Could somebody please tell me why this happens and is there a right way to do this without losing column names?
A shotgun solution would be to save the names in an auxiliary vector and then add them back when finished working on the data frame.
Thanks
Context:
I created a function which gathers some data and adds them as a new row to a data frame received as a parameter. I create the data frame, iterate through my data sources, passing the data.frame to each function call to be filled up with its results.
回答1:
The rbind
help pages specifies that :
For ‘cbind’ (‘rbind’), vectors of zero length (including ‘NULL’) are ignored unless the result would have zero rows (columns), for S compatibility. (Zero-extent matrices do not occur in S3 and are not ignored in R.)
So, in fact, a
is ignored in your rbind
instruction. Not totally ignored, it seems, because as it is a data frame the rbind
function is called as rbind.data.frame
:
rbind.data.frame(c(5,6))
# X5 X6
#1 5 6
Maybe one way to insert the row could be :
a[nrow(a)+1,] <- c(5,6)
a
# one two
#1 5 6
But there may be a better way to do it depending on your code.
回答2:
was almost surrendering to this issue.
1) create data frame with stringsAsFactor
set to FALSE
or you run straight into the next issue
2) don't use rbind
- no idea why on earth it is messing up the column names. simply do it this way:
df[nrow(df)+1,] <- c("d","gsgsgd",4)
df <- data.frame(a = character(0), b=character(0), c=numeric(0))

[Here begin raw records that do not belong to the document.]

PR #361, opened 2024-05-14
feat: search results pagination

### LINKED ISSUE #292: [BUG] Problems with searching
Some games are very difficult to find in the launcher. For example, I want to download the RAGE game, which is not in the list because I can not turn the page.
image

- OS: [Windows 11]
- Hydra Version: 1.1.0

### LINKED ISSUE #357: [REQUEST] A button to "show more" when searching for games
For example, when I searched for *Raft*, I found a bunch of *aircraft* games and not what I wanted, there are two solutions to this problem, either improve the app's search method or add a button to "show more" games.

Captura de tela 2024-05-13 184018
Captura de tela 2024-05-13 184029

mohannadzidan:
This PR will add pagination buttons to search results to show more search results 

closes #357, and closes #292


zamitto:
Please, always add a screenshot when your PR is releated to UI stuff.

mohannadzidan:
image

piradata:
could you please add the translation for `en` at least? the others can be added later

piradata:
image
@mohannadzidan u can use it actually

mohannadzidan:
I have updated the code to use `next_page`, `previous_page` keys from the catalogue namespace

image

mohannadzidan:
@zamitto hey, this feature is ready to merge, can you please review the code?

src/renderer/src/pages/home/search-results.tsx
```diff
@@ -50,10 +55,40 @@ export function SearchResults() {
...
     <SkeletonTheme baseColor={vars.color.background} highlightColor="#444">
+      <section
+        style={{
+          padding: `${SPACING_UNIT * 3}px ${SPACING_UNIT * 4}px`,
+          display: "flex",
+          width: "100%",
+          justifyContent: "space-between",
+          alignItems: "center",
+          borderBottom: `1px solid ${vars.color.border}`,
+        }}
```
zamitto, line 76: you could move this style object to home.css.ts file

src/renderer/src/pages/home/search-results.tsx
```diff
@@ -50,10 +55,40 @@ export function SearchResults() {
...
+          disabled={page === 0 || isLoading}
+        >
+          <ArrowLeftIcon />
+          {t("previous_page", { ns: "catalogue" })}
+        </Button>
+
+        <Button onClick={handleNextPage} theme="outline" disabled={isLoading}>
+          {t("next_page", { ns: "catalogue" })}
+          <ArrowRightIcon />
+        </Button>
```
zamitto, line 90: this button will never get disabled? even if the page has only one result?

piradata:
hey @mohannadzidan , need some help here?

mohannadzidan:
Hello @piradata and @zamitto

 I've implemented the changes requested in the previous review:

1. Moved pagination inlined styles to home.css for better separation of concerns.
2.  Updated the searchGames function signature for improved clarity and reusability.
3. Added functionality to disable the "next" button when there are no more results to prevent unexpected behavior.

df[nrow(df)+1,] <- c("d","gsgsgd",4)
#Warnmeldungen:
#1: In `[<-.factor`(`*tmp*`, iseq, value = "d") :
# invalid factor level, NAs generated
#2: In `[<-.factor`(`*tmp*`, iseq, value = "gsgsgd") :
# invalid factor level, NAs generated
df <- data.frame(a = character(0), b=character(0), c=numeric(0), stringsAsFactors=F)
df[nrow(df)+1,] <- c("d","gsgsgd",4)
df
# a b c
#1 d gsgsgd 4
回答3:
Workaround would be:
a <- rbind(a, data.frame(one = 5, two = 6))
?rbind
states that merging objects demands matching names:
It then takes the classes of the columns from the first data frame, and matches columns by name (rather than by position)
回答4:
FWIW, an alternative design might have your functions building vectors for the two columns, instead of rbinding to a data frame:
ones <- c()
twos <- c()
Modify the vectors in your functions:
ones <- append(ones, 5)
twos <- append(twos, 6)
Repeat as needed, then create your data.frame in one go:
a <- data.frame(one=ones, two=twos)
回答5:
One way to make this work generically and with the least amount of re-typing the column names is the following. This method doesn't require hacking the NA or 0.
rs <- data.frame(i=numeric(), square=numeric(), cube=numeric())
for (i in 1:4) {
calc <- c(i, i^2, i^3)
# append calc to rs
names(calc) <- names(rs)
rs <- rbind(rs, as.list(calc))
}
rs will have the correct names
> rs
i square cube
1 1 1 1
2 2 4 8
3 3 9 27
4 4 16 64
>
Another way to do this more cleanly is to use data.table:
> df <- data.frame(a=numeric(0), b=numeric(0))
> rbind(df, list(1,2)) # column names are messed up
> X1 X2
> 1 1 2
> df <- data.table(a=numeric(0), b=numeric(0))
> rbind(df, list(1,2)) # column names are preserved
a b
1: 1 2
Notice that a data.table is also a data.frame.
> class(df)
"data.table" "data.frame"
回答6:
You can do this:
give one row to the initial data frame
df=data.frame(matrix(nrow=1,ncol=length(newrow))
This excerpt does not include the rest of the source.